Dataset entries
--------------------------------

PR #655, opened 2019-02-19
Reduce GENESIS_SLOT to 2**32

JustinDrake:
* Address the slot/epoch underflow problem, even for Java implementers! 🎉
* Squash a bug with `get_previous_epoch`
* Fix #642
* Address #626 (Vitalik, Danny, myself agree that avoiding signed integers is probably best)

### DIFF
--- a/specs/core/0_beacon-chain.md
+++ b/specs/core/0_beacon-chain.md
@@ -212,7 +212,7 @@ Code snippets appearing in `this style` are to be interpreted as Python code.
 | Name | Value |
 | - | - |
 | `GENESIS_FORK_VERSION` | `0` |
-| `GENESIS_SLOT` | `2**63` |
+| `GENESIS_SLOT` | `2**32` |
 | `GENESIS_EPOCH` | `slot_to_epoch(GENESIS_SLOT)` |
 | `GENESIS_START_SHARD` | `0` |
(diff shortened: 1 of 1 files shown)


Nashatyrev:
I would vote for `2**20`. It still addresses underflows, but is easier to remember and perform decimal calculations in mind.

JustinDrake:
We will reach `2**20` slots ~70 days after genesis, so `- 2**20` cannot be done by zeroing a single bit. On the other hand it will take 800+ years to reach slot `2**32` so there's no possibility of overflowing past the 32nd bit.

Nashatyrev:
@JustinDrake thanks for clarification! 
Sorry, I probably missed the rationale for zeroing a single bit instead of doing `- GENESIS_SLOT`, can you please recall?

JustinDrake:
It's friendlier to bit operations. For example, we can cast the `slot` to `uint32` (stripping off the top 32 bits), or equivalently `(slot << 32) >> 32`, or equivalent bitwise XOR `slot ^ 2**32`.

Unfortunately there isn't a single canonical way forward so it's liable to bikeshed. Vitalik independently suggested 2**32 on a call recently 😂 🤷‍♂️I think we all don't care too much.

PR #663, opened 2019-02-20
Remove Split Function

nisdas:
This is an outdated function which was used alongside the previous shuffle algorithm.


hwwhww:
Isn't it still being used in `get_shuffling`?

nisdas:
@hwwhww Oh wow it is, I completely missed that :expressionless:. Closing this now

--------------------------------

• EXERCISE DETAILS: From the data above, copy out every line with the string "chain" in it.

• OUTPUT FOR THIS TASK:
--- a/specs/core/0_beacon-chain.md
+++ b/specs/core/0_beacon-chain.md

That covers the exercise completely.